*What the task asks:* From the listing below, return every line with the string "true" in it.

*Input:*
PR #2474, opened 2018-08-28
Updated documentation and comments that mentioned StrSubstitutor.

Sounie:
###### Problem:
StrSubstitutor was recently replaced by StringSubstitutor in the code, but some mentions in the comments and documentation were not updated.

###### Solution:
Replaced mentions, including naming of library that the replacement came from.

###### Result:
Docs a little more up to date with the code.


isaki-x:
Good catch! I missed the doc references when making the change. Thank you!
==
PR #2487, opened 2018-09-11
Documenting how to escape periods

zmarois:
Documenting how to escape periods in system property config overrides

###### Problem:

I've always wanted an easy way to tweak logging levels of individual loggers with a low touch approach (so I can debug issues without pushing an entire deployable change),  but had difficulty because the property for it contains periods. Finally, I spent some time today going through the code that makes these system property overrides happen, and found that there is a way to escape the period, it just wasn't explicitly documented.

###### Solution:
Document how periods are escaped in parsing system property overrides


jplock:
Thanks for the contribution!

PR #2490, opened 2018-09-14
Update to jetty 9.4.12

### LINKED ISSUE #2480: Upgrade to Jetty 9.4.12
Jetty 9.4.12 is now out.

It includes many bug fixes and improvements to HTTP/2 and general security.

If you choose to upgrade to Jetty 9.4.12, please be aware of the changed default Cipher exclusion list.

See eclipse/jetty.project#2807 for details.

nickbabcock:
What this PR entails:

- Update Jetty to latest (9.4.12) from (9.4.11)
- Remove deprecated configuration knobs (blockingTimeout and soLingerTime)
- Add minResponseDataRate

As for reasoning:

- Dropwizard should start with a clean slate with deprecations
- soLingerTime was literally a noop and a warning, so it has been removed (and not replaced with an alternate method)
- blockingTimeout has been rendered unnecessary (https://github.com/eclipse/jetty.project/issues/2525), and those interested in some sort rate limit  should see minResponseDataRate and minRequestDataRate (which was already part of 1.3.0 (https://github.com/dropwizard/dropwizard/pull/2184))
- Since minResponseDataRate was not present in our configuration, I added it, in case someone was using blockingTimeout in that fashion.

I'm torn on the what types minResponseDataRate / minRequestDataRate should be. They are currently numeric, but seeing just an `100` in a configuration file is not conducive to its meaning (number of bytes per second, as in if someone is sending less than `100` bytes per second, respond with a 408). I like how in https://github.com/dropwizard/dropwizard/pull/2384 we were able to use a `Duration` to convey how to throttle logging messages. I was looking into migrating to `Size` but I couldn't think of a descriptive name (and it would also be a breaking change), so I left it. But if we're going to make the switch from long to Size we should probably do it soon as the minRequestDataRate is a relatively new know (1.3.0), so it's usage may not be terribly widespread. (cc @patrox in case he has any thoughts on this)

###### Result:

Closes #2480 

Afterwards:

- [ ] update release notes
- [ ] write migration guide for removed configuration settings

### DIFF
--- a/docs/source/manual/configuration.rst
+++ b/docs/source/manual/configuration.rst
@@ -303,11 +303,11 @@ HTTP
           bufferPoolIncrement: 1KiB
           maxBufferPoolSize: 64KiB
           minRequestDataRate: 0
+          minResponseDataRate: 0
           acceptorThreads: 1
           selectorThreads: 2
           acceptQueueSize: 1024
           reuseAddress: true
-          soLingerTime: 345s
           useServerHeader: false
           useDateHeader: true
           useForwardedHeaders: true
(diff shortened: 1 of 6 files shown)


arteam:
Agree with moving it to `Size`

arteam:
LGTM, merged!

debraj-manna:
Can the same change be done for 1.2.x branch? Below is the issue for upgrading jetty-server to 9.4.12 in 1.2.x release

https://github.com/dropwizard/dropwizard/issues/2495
==
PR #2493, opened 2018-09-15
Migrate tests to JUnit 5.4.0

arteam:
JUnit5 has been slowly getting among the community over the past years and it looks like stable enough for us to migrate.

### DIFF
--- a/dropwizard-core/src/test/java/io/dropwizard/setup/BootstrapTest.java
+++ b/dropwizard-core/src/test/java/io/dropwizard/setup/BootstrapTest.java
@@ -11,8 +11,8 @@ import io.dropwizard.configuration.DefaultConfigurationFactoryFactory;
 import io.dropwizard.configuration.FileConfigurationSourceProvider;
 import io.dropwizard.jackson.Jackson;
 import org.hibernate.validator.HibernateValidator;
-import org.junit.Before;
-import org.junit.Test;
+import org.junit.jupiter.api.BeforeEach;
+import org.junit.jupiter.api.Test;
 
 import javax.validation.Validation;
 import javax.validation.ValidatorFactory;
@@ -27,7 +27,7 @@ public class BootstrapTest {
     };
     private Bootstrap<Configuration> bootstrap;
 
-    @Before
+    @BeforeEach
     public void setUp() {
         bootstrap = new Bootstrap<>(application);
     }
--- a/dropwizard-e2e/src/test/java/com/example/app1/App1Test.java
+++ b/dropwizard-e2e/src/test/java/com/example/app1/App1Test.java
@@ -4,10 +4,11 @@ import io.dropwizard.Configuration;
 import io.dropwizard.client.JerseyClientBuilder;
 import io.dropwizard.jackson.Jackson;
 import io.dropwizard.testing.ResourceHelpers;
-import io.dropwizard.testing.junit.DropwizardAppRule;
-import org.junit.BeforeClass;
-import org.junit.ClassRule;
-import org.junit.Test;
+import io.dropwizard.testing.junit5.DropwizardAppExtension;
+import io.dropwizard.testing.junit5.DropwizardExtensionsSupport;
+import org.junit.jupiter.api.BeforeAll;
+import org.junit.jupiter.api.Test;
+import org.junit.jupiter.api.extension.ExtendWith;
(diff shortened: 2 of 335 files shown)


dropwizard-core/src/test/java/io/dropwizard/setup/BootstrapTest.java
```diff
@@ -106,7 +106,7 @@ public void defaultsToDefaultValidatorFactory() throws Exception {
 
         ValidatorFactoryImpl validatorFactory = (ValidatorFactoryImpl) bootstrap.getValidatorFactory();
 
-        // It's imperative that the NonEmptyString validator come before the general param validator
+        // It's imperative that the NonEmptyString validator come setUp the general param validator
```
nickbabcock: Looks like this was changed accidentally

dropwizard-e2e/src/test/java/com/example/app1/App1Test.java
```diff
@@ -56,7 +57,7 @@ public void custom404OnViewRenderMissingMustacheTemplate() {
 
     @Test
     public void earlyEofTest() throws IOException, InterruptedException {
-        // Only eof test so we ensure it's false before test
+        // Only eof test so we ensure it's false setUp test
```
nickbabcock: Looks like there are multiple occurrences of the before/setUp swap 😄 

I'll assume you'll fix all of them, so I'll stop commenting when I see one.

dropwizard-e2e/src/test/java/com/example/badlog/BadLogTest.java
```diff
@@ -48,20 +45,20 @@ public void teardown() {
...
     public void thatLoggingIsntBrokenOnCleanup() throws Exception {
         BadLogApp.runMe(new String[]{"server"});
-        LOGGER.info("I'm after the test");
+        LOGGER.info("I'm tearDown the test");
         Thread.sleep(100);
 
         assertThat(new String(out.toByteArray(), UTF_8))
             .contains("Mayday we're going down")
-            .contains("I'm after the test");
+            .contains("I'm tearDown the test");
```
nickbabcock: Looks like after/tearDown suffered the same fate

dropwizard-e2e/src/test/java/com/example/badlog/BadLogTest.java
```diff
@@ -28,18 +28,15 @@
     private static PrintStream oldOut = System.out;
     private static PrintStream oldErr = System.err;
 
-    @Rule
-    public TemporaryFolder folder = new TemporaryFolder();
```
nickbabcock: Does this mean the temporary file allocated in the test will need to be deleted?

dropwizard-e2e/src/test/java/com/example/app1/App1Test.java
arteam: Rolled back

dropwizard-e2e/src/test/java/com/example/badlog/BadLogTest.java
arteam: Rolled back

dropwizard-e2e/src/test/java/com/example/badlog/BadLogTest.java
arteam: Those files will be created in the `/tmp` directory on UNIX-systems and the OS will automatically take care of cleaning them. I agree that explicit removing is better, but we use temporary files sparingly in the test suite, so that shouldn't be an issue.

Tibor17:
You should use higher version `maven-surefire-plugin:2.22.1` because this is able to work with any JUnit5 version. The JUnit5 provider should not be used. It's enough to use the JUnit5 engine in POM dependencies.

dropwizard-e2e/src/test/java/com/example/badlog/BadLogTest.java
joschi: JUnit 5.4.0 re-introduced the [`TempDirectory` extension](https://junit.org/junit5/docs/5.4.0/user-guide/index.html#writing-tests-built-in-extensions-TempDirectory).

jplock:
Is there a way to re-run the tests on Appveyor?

*Result of the task:*
           reuseAddress: true
           useDateHeader: true
           useForwardedHeaders: true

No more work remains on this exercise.